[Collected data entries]
+--

PR #254, opened 2026-08-27
feat(build): make TBB dependency configurable

gripleaf:
### Purpose

  Linked issue: N/A

  Make the oneTBB dependency optional through the `PAIMON_USE_TBB` CMake option.

  - Keep `PAIMON_USE_TBB=ON` by default to preserve existing behavior.
  - Skip resolving, building, including, and linking TBB when `PAIMON_USE_TBB=OFF`.
  - Encapsulate TBB concurrent containers under Paimon utility headers.
  - Provide C++17 standard-library implementations for builds without TBB.
  - Select the implementation at compile time:
    - `concurrent_hash_map.h` exposes the TBB implementation when TBB is enabled and includes `std_concurrent_hash_map.h` otherwise.
    - `concurrent_bounded_queue.h` exposes the TBB implementation when TBB is enabled and includes `std_concurrent_bounded_queue.h` otherwise.
  - Keep the class names, template parameters, and exposed methods consistent between the TBB and standard-library implementations.
  - Keep the `ConcurrentBoundedQueue` method names and relevant type aliases compatible with the corresponding `tbb::concurrent_bounded_queue` API.
  - Remove direct exposure of TBB queue types from the asynchronous key-value producer and consumer.

  ### Tests

  - Built `paimon_objlib` with `PAIMON_USE_TBB=ON`.
  - Built `paimon_objlib` with `PAIMON_USE_TBB=OFF`.
  - Ran the concurrent bounded queue tests with TBB enabled: 2 tests passed.
  - Ran the concurrent bounded queue tests with TBB disabled: 2 tests passed.
  - Compiled the concurrent hash map test translation unit with TBB enabled and disabled.
  - Ran pre-commit checks for all changed files.
  - Ran `git diff --check`.

  The complete unit and integration test suites were not run.

  ### API and Format

  This change does not affect the public API under `include/paimon/`.

  It does not change the storage format or protocol.

  The new concurrent container implementations are internal utilities under `src/paimon/common/utils/`.

  ### Documentation

  Updated `docs/source/building.rst` to document:

  - The `PAIMON_USE_TBB` CMake option.
  - TBB being enabled by default.
  - Building Paimon without resolving, building, or linking TBB.
  - `TBB_SOURCE` only being considered when TBB is enabled.

  ### Generative AI tooling


src/paimon/common/utils/concurrent_hash_map.h
```diff
@@ -22,56 +22,173 @@
...
+    bool equal(const Key& lhs, const Key& rhs) const {
+        return lhs == rhs;
+    }
+};
+
+template <typename Key, typename HashCompare>
+class HashCompareHasher {
+ public:
+    size_t operator()(const Key& key) const {
+        return HashCompare{}.hash(key);
```
wangyong9999: HashCompare{} creates a fresh comparator for every hash/equality call, unlike the TBB map which owns one comparator instance. With a stateful comparator (for example, one whose default constructor chooses a seed), PAIMON_USE_TBB=OFF can insert into one bucket and immediately search another; an insert-then-find repro returns missing. Please keep one comparator per backend and initialize both unordered-map adapters from that same state, with a regression test.

src/paimon/common/utils/std_concurrent_hash_map.h
```diff
@@ -0,0 +1,129 @@
...
+    }
+};
+
+namespace detail {
+
+template <typename Key, typename HashCompare>
+class HashCompareHasher {
+ public:
+    size_t operator()(const Key& key) const {
+        return HashCompare{}.hash(key);
```
wangyong9999: The previous issue is still present after this refactor: HashCompare{} is rebuilt for every hash/equality call. On this head, the same stateful-comparator repro still returns missing immediately after Insert when TBB is off (three comparator instances versus one with TBB). Please retain one comparator state per map and initialize both unordered-map adapters from it.

src/paimon/common/utils/std_concurrent_bounded_queue.h
```diff
@@ -0,0 +1,92 @@
...
+    }
+
+    void push(const T& value) {
+        T copied_value = value;
+        push(std::move(copied_value));
+    }
+
+    void push(T&& value) {
+        std::unique_lock<std::mutex> lock(mutex_);
+        capacity_available_.wait(lock, [this]() { return queue_.size() < capacity_; });
```
wangyong9999, line 63: try_pop() can observe the queue empty before producers woken from this wait reacquire the mutex and enqueue. AsyncKeyValueProducerAndConsumer::CleanUp() drains once and then waits for every consumer, so an early Close() with 9+ configured row-to-batch threads can leave consumers blocked here forever. A cleanup-order repro with 32 consumers times out 5/5 with this backend and completes 5/5 with oneTBB. Please explicitly cancel/unblock pending pushes or keep draining until all consumers exit, and add an early-close regression test.

src/paimon/common/utils/std_concurrent_hash_map.h
gripleaf: The std backend now creates one HashCompare instance per ConcurrentHashMap and shares that same instance between the unordered_map hasher and equality adapters. It no longer reconstructs HashCompare{} for each hash/equality call.
I also added a stateful-comparator regression test covering insert, find, and erase, and verified it with both PAIMON_USE_TBB=ON and PAIMON_USE_TBB=OFF.

src/paimon/common/utils/std_concurrent_bounded_queue.h
gripleaf: CleanUp() now continues draining both the result queue and the key-value queue until the producer and all consumer futures have finished. This unblocks pending bounded-queue pushes and avoids relying on a single drain observing items pushed by newly awakened workers.

I also added an early-close regression test that synchronizes 32 consumers before they push into the bounded result queue, ensuring multiple consumers are blocked when Close() is called. The regression test passed in 10 consecutive runs with the non-TBB backend.

src/paimon/common/utils/std_concurrent_hash_map.h
wangyong9999: Verified on f481ffa. Both adapters now share the same HashCompare instance, and the stateful-comparator repro passes with TBB enabled and disabled. Fixed, thanks.

src/paimon/common/utils/std_concurrent_bounded_queue.h
wangyong9999: Verified on f481ffa. Cleanup now keeps draining until the producer and all consumers finish, and the early-close stress case completes with both backends, including under ThreadSanitizer. Fixed, thanks.

lxy-9602:
Before starting the review, I’d like to better understand the specific motivation behind this PR — for example, which platform or downstream project is unable to use TBB, and what the performance trade-offs are when disabling it. BTW, the current CI also doesn’t seem to cover the `PAIMON_USE_TBB=OFF` branch.

gripleaf:
> Before starting the review, I’d like to better understand the specific motivation behind this PR — for example, which platform or downstream project is unable to use TBB, and what the performance trade-offs are when disabling it. BTW, the current CI also doesn’t seem to cover the `PAIMON_USE_TBB=OFF` branch.

The motivation is not platform compatibility. We integrate Paimon C++ as a DSO to isolate its large dependency graph from the existing service. However, both the service and the DSO bring their own TBB runtime and worker pool, which can cause thread oversubscription. PAIMON_USE_TBB=OFF allows the DSO to avoid introducing the second TBB runtime.

You are also right that CI currently does not cover PAIMON_USE_TBB=OFF; I will add a dedicated non-TBB build/test configuration.

zjw1111:
@gripleaf Thanks for the clarification. If the main concern is that the Paimon DSO embeds a second TBB runtime, could this be addressed by building Paimon against the same shared TBB used by the host service, for example with:

```bash
-DTBB_SOURCE=SYSTEM -DTBB_ROOT=/path/to/the/host/tbb/prefix
```

The existing dependency resolver already supports `TBB_SOURCE=SYSTEM`. If both the host and the Paimon DSO resolve to the same compatible `libtbb.so`, this should avoid embedding the bundled static TBB into the DSO and should let them share one runtime. Of course, this would need to be verified from the final `DT_NEEDED` entries / `ldd` output, since `TBB_SOURCE=SYSTEM` by itself does not guarantee that the selected library is shared or identical to the host copy.

Also, Paimon currently appears to use TBB only for `concurrent_hash_map` and `concurrent_bounded_queue`; the producer/consumer threads themselves are created with `std::async`. Could you provide profiling or thread/runtime evidence showing that the second TBB copy actually initializes another worker pool and causes measurable oversubscription? That would help establish whether a non-TBB implementation is necessary, rather than simply reusing the host shared TBB.

gripleaf:
> @gripleaf Thanks for the clarification. If the main concern is that the Paimon DSO embeds a second TBB runtime, could this be addressed by building Paimon against the same shared TBB used by the host service, for example with:
> 
> ```shell
> -DTBB_SOURCE=SYSTEM -DTBB_ROOT=/path/to/the/host/tbb/prefix
> ```
> 
> The existing dependency resolver already supports `TBB_SOURCE=SYSTEM`. If both the host and the Paimon DSO resolve to the same compatible `libtbb.so`, this should avoid embedding the bundled static TBB into the DSO and should let them share one runtime. Of course, this would need to be verified from the final `DT_NEEDED` entries / `ldd` output, since `TBB_SOURCE=SYSTEM` by itself does not guarantee that the selected library is shared or identical to the host copy.
> 
> Also, Paimon currently appears to use TBB only for `concurrent_hash_map` and `concurrent_bounded_queue`; the producer/consumer threads themselves are created with `std::async`. Could you provide profiling or thread/runtime evidence showing that the second TBB copy actually initializes another worker pool and causes measurable oversubscription? That would help establish whether a non-TBB implementation is necessary, rather than simply reusing the host shared TBB.

@zjw1111  Thanks for the suggestion. We’ve addressed this issue by having Paimon dynamically link against the TBB provided by the host side, so both now share the same TBB runtime instead of introducing a separate bundled copy.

+--

What you will do —
Word for word, repeat the data from its first line through the line with "This change does", including both of those lines and no others.

Written solution —
PR #254, opened 2026-08-27
feat(build): make TBB dependency configurable

gripleaf:
### Purpose

  Linked issue: N/A

  Make the oneTBB dependency optional through the `PAIMON_USE_TBB` CMake option.

  - Keep `PAIMON_USE_TBB=ON` by default to preserve existing behavior.
  - Skip resolving, building, including, and linking TBB when `PAIMON_USE_TBB=OFF`.
  - Encapsulate TBB concurrent containers under Paimon utility headers.
  - Provide C++17 standard-library implementations for builds without TBB.
  - Select the implementation at compile time:
    - `concurrent_hash_map.h` exposes the TBB implementation when TBB is enabled and includes `std_concurrent_hash_map.h` otherwise.
    - `concurrent_bounded_queue.h` exposes the TBB implementation when TBB is enabled and includes `std_concurrent_bounded_queue.h` otherwise.
  - Keep the class names, template parameters, and exposed methods consistent between the TBB and standard-library implementations.
  - Keep the `ConcurrentBoundedQueue` method names and relevant type aliases compatible with the corresponding `tbb::concurrent_bounded_queue` API.
  - Remove direct exposure of TBB queue types from the asynchronous key-value producer and consumer.

  ### Tests

  - Built `paimon_objlib` with `PAIMON_USE_TBB=ON`.
  - Built `paimon_objlib` with `PAIMON_USE_TBB=OFF`.
  - Ran the concurrent bounded queue tests with TBB enabled: 2 tests passed.
  - Ran the concurrent bounded queue tests with TBB disabled: 2 tests passed.
  - Compiled the concurrent hash map test translation unit with TBB enabled and disabled.
  - Ran pre-commit checks for all changed files.
  - Ran `git diff --check`.

  The complete unit and integration test suites were not run.

  ### API and Format

  This change does not affect the public API under `include/paimon/`.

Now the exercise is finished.